## Input
☆ ☆ ☆
PR #3637, opened 2025-11-06
chore: clarify api folders

NagyZoltanPeter:
## Description
In relation to https://github.com/waku-org/nwaku/issues/3432 we identified name clashes in nwaku implementation.
As now we are implementing waku-api as the only public interface for waku, we would like to "hide" the complex raw interface of the node.
Also we refered REST API interface as waku_api, that can cause misunderstanding.
In order to clean this up, with this PR I would like to suggest a more clarify namings throughout the code base.

## Changes

This pr is not changing any functionality, every change is the result of renaming of directories and imports (and some adjustments to make everything compile).

- `waku/waku_api/rest` renamed to `waku/waku_rest/endpoint`
- `waku/node/api` renamed to `waku/node/kernel_api` - I found `kernel` as describing best that the underlying interfaces are internal and likely to be changed without notice.
- `waku/api` remains the only top level public API for waku in the future.
  - with having `waku/api.nim` waku-api will be top level import for using waku as a nimble module.  

## Issue
https://github.com/waku-org/nwaku/issues/3432

### DIFF
--- a/tests/wakunode_rest/test_rest_relay_serdes.nim
+++ b/tests/wakunode_rest/test_rest_relay_serdes.nim
@@ -3,12 +3,7 @@
 import results, stew/byteutils, unittest2, json_serialization
 import
   waku/
-    [
-      common/base64,
-      rest_api/endpoint/serdes,
-      rest_api/endpoint/relay/types,
-      waku_core,
-    ]
+    [common/base64, rest_api/endpoint/serdes, rest_api/endpoint/relay/types, waku_core]
 
 suite "Waku v2 Rest API - Relay - serialization":
   suite "RelayWakuMessage - decode":


apps/liteprotocoltester/statistics.nim
```diff
@@ -8,6 +8,8 @@ import
   results,
   libp2p/peerid
 
+from std/sugar import `=>`
```
Ivansete-status, line 11: Interesting! What is it for?

apps/liteprotocoltester/service_peer_management.nim
```diff
@@ -11,7 +11,7 @@ import
   libp2p/wire
 
 import
-  ../wakunode2/cli_args,
+  ../../tools/confutils/cli_args,
```
Ivansete-status: Everything can be referenced from the repo's root folder. We can adopt that style as much as possible
```suggestion
  tools/confutils/cli_args,
```

apps/chat2bridge/chat2bridge.nim
```diff
@@ -240,7 +240,7 @@ proc stop*(cmb: Chat2MatterBridge) {.async: (raises: [Exception]).} =
 {.pop.}
   # @TODO confutils.nim(775, 17) Error: can raise an unlisted exception: ref IOError
 when isMainModule:
-  import waku/common/utils/nat, waku/waku_api/message_cache
+  import waku/common/utils/nat, waku/waku_rest/message_cache
```
Ivansete-status: Another possible option is naming it as "rest_api", to keep the consistency with othes like "kernel_api"
```suggestion
  import waku/common/utils/nat, waku/rest_api/message_cache
```

apps/liteprotocoltester/statistics.nim
NagyZoltanPeter: Yeah, LTP was not compiling as I found during working on this PR. Some former refactor moved things. 
This operator was needed here, and I did not want to import all from sugar, which is an extensive module anyway.

apps/chat2bridge/chat2bridge.nim
NagyZoltanPeter: I can buy in this idea! I just wanted to name as less things possible as API.
But yes, rest interface is an api anyway.
I make the change!

apps/liteprotocoltester/service_peer_management.nim
NagyZoltanPeter: Addressed in https://github.com/waku-org/nwaku/pull/3637/commits/ccf11414385be5a4496ea38111988b7a7ba7ecb9

apps/chat2bridge/chat2bridge.nim
NagyZoltanPeter: Addressed in https://github.com/waku-org/nwaku/pull/3637/commits/a07e5025e9b74c5eca681f9e973f2d5ac7f690a6

PR #3642, opened 2025-11-14
use exit==destination approach for mix for better anonymity

chaitanyaprem:
## Description

As per discussions [here](https://forum.vac.dev/t/mix-implementation-in-javascript-and-js-waku/563/13?u=prem) and in general for better anonymity, we should switch to configuration where the mix exit node is same as destination peer. This way the protocol handler i.e lightpush handler will be invoked from mix layer directly in same node.  

Ref Milestone https://github.com/waku-org/pm/issues/365, but since changes are available in mix we may as well take this change now instead of waiting to implement js-mix.


apps/chat2mix/chat2mix.nim
```diff
@@ -82,6 +82,8 @@ type
   PrivateKey* = crypto.PrivateKey
   Topic* = waku_core.PubsubTopic
 
+const MixMixNodePoolSize = 4
```
Ivansete-status: A little tongue twist ;P?
```suggestion
const MaxNixNodePoolSize = 4
```

waku/waku_mix/protocol.nim
```diff
@@ -21,7 +21,7 @@ import
 logScope:
   topics = "waku mix"
 
-const mixMixPoolSize = 3
+const mixMixPoolSize = 4
```
```suggestion
const minMixPoolSize = 4
```

Ivansete-status (approved):
LGTM! Thanks for it! :100: 
Just added two nitpicks :D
☆ ☆ ☆
Go through the entries above and pull out each line with "here" in it.

## Reply
This operator was needed here, and I did not want to import all from sugar, which is an extensive module anyway.
As per discussions [here](https://forum.vac.dev/t/mix-implementation-in-javascript-and-js-waku/563/13?u=prem) and in general for better anonymity, we should switch to configuration where the mix exit node is same as destination peer. This way the protocol handler i.e lightpush handler will be invoked from mix layer directly in same node.  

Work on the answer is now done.